Guitarist community website

Ultimate Guitar (Ultimate Guitar USA LLC), also known as Ultimate-Guitar.com or simply UG, is an online platform for guitarists and musicians, started on October 9, 1998, by Eugeny Naidenov and based in San Francisco, US. Its website and mobile application provide free and paid user-submitted guitar tablatures and chord sheets, as well as video courses, reviews of music and equipment, interviews with musicians and forums. It is now part of Muse Group.

==Features==
Users of Ultimate Guitar are able to view, request, vote and comment on tablatures in the site's forum. Guitar Pro and Power Tab files can be run through programs in order to play the tablature. Members can also submit album, multimedia and gear reviews, as well as guitar lessons and news articles. Approved works are published on the website. The forum is moderated, but there has been no censorship of curse and swear words since September 1, 2015.

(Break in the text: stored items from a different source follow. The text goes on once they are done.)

PR #55, opened 2015-03-16
Update GitHub status description for skipped builds

mrgilman:
https://trello.com/c/q3ByzTqY

When analysis for a commit is skipped because a newer commit was pushed
to the branch, we want to set the status to "success" so that it isn't
stuck in a yellow "pending" state, but we also want to indicate that
analysis didn't run on the skipped commit. So we differentiate the
skipped case with a different status message. Also, never add a comment
for a commit that we have skipped, regardless of the config settings.

### DIFF
--- a/lib/cc/services/github_pull_requests.rb
+++ b/lib/cc/services/github_pull_requests.rb
@@ -55,6 +55,10 @@ class CC::Service::GitHubPullRequests < CC::Service
       else
         simple_failure("Nothing happened")
       end
+    when "skipped"
+      if config.update_status
+        update_status_skipped
+      end
     when "error"
       update_status_error
     else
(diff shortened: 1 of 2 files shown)


lib/cc/services/github_pull_requests.rb
```diff
@@ -45,16 +45,14 @@ def receive_pull_request
...
       update_status_pending
     when "success"
-      if config.update_status && config.add_comment
+      if config.update_status || config.add_comment
         update_status_success
         add_comment
-      elsif config.update_status
-        update_status_success
-      elsif config.add_comment
-        add_comment
```
marshally: My spidey sense is tingling about this change around `config.add_comment`.

Are there any conditions where we want to call `add_comment` and not call `update_status_success` -- /cc @noahd1 @jonathancadepowers

marshally:
:shipit:

PR #56, opened 2015-03-16
Give an OK of false if the PR comment exists

jyurek:


lib/cc/services/github_pull_requests.rb
```diff
@@ -85,19 +85,17 @@ def update_status_pending
...
+      state:       state,
+      description: description,
+      target_url:  @payload["details_url"],
+      context:     "codeclimate"
+    }
+    service_post(status_url, params.to_json)
   end
 
   def add_comment
-    if config.add_comment && !comment_present?
```
marshally: Why was the `add_comment` check removed?

iancanderson: We are actually relying on these checks to be here (and in `#update_status`) in our new PR :smile: https://github.com/codeclimate/codeclimate-services/pull/55

iancanderson: Okay - we resolved our differences and are no longer relying on the config check that @jyurek removed here - so #55 should be compatible with this PR now

jyurek: @marshally Because the check actually happens here: https://github.com/codeclimate/codeclimate-services/blob/jy-do-not-allow-nil-branches/lib/cc/services/github_pull_requests.rb#L53 and this check only served to muddy the waters about what was happening.

jyurek:
Talked with @marshally on the phone. He gives a :shipit: by proxy.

From 2007 to 2014, Ultimate Guitar allowed its users to create profiles, enabling social networking in a way similar to sites such as MySpace and Facebook. Profiles allowed users to promote their musical projects, photos of gear, snippets of original music, and more. The feature was disabled due to lack of use, as well as legal liability due to copyright violations.

==Relationships with music publishers and songwriters==
In late 2004 to early 2005, after Taborama and MXtabs.net closed due to legal threats from the Music Publishers Association of America, UG saw a surge of new users flock to the community. UG argued that it was not subject to the MPA legal actions because its headquarters were in Russia and the site's practices complied with Russian laws. Since then, UG has signed license agreements with thousands of publishers, including Sony, EMI, Peermusic, Alfred, Hal Leonard, Faber and Music Sales, through which the songwriters receive compensation for the display of the tabs.

On April 10, 2010, Ultimate Guitar entered an additional licensing agreement with Harry Fox Agency. The agreement included rights for lyrics display, title search and tablature display with download and print capabilities. Harry Fox's over 44,000 represented publishers have the opportunity to opt in to the licensing arrangement with UG.